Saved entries
BEGIN
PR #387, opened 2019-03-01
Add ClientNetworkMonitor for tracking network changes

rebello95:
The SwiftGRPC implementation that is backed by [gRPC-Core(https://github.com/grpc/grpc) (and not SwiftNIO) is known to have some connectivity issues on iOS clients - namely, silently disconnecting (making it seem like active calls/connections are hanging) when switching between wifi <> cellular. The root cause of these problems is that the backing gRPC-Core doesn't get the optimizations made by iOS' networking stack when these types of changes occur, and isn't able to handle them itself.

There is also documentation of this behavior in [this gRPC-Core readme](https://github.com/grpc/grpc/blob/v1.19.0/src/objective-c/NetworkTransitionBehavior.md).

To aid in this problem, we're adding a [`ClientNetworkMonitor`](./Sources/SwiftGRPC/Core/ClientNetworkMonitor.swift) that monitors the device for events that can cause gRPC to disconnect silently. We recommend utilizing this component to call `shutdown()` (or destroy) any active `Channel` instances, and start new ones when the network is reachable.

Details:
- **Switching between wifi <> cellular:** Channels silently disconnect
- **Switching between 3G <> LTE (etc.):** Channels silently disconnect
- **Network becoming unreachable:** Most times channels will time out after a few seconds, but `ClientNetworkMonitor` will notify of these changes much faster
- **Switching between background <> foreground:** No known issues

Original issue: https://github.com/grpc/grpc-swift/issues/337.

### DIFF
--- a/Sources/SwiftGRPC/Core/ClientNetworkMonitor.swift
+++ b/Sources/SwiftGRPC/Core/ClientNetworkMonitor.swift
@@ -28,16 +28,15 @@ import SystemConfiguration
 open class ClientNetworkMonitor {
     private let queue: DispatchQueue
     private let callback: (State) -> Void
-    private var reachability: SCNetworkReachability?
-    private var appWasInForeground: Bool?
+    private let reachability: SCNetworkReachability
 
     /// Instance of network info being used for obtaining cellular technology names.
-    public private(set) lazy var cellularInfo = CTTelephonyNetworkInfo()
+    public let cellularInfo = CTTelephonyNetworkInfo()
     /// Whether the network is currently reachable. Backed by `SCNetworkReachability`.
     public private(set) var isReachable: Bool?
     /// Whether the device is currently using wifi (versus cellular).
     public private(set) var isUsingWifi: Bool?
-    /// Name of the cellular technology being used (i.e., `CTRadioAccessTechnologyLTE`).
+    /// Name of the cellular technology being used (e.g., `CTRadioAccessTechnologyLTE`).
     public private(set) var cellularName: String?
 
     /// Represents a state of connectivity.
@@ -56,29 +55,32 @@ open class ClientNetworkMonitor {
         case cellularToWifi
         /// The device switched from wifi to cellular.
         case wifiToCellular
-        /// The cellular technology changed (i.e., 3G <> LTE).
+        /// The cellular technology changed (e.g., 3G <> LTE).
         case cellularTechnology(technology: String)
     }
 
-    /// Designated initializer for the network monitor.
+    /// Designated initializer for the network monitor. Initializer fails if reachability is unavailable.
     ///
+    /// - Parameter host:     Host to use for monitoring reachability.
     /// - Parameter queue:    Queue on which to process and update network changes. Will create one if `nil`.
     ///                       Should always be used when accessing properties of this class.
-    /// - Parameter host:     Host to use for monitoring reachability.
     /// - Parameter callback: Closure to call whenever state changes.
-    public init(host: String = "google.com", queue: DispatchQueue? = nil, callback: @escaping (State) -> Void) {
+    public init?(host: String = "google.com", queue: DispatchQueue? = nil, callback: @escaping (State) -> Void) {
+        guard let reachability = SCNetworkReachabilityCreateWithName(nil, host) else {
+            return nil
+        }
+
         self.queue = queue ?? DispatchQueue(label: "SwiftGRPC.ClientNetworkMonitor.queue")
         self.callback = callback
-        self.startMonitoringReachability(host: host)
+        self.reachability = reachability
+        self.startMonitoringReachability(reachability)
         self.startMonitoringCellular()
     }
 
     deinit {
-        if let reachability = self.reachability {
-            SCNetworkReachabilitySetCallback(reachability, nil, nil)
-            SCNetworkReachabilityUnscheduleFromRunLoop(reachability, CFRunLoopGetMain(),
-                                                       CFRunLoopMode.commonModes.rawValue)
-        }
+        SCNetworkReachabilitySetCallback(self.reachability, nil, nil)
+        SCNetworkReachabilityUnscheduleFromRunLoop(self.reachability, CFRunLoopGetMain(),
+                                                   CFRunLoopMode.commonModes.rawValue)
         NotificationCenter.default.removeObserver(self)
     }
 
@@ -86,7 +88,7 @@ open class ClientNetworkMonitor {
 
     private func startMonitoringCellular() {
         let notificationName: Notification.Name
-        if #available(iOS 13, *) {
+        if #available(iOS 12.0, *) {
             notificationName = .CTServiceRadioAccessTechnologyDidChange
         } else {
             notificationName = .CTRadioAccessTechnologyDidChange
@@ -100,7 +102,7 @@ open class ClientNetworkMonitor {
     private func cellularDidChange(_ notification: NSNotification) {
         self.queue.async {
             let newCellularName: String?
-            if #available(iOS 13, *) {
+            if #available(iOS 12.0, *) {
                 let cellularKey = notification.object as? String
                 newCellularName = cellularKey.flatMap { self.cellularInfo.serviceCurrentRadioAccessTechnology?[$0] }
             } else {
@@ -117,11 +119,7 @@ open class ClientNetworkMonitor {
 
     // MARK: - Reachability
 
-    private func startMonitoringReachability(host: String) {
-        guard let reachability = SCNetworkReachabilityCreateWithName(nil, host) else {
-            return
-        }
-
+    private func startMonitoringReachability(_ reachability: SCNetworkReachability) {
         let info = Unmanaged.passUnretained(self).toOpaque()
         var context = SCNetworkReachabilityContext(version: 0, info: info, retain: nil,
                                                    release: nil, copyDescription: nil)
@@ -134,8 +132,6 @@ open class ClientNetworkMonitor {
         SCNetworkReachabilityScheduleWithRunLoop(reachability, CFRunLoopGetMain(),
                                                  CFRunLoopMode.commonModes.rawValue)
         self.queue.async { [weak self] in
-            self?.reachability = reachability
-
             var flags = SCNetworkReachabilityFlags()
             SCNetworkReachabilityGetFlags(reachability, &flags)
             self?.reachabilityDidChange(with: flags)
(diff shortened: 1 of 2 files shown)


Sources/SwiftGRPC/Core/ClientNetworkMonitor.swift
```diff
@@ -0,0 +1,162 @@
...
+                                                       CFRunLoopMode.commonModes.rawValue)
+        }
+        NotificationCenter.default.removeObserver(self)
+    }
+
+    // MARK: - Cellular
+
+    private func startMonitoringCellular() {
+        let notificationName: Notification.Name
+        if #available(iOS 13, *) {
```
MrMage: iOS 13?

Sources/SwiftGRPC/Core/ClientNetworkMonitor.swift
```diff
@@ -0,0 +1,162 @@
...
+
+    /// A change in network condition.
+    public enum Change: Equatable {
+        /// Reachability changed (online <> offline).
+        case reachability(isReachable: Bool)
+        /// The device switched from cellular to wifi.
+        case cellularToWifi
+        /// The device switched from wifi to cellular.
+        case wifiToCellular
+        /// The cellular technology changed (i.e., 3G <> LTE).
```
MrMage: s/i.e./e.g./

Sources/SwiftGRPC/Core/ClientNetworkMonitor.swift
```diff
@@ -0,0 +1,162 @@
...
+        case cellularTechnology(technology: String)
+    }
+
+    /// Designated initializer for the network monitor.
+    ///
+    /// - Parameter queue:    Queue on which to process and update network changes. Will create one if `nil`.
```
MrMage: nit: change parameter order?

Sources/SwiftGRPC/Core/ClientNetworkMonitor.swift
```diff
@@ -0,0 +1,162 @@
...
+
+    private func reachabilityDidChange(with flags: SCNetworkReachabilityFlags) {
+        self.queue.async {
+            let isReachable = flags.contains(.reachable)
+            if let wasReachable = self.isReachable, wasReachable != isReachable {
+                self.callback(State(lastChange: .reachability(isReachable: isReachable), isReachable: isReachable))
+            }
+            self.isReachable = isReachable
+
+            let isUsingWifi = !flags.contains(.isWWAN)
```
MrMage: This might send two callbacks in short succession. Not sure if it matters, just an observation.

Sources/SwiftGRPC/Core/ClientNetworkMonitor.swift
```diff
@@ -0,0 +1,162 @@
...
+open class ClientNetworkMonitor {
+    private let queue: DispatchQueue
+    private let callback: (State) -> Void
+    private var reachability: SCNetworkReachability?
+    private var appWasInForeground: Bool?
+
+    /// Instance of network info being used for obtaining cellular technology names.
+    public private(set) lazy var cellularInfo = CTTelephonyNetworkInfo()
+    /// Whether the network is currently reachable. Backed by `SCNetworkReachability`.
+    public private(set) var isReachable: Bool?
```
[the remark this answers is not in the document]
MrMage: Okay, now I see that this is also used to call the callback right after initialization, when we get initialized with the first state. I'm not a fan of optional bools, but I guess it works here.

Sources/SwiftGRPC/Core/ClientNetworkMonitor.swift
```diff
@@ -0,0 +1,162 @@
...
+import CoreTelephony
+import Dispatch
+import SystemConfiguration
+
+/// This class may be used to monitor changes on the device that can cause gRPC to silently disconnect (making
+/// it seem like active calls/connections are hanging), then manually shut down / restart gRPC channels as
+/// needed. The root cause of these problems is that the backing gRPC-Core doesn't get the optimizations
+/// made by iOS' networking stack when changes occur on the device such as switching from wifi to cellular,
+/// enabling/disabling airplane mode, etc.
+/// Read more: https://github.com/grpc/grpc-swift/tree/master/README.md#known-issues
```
END
### [To do]
The expected answer is every line above in which the word "SCNetworkReachabilityFlags" appears.

### [Expected answer]
             var flags = SCNetworkReachabilityFlags()
+    private func reachabilityDidChange(with flags: SCNetworkReachabilityFlags) {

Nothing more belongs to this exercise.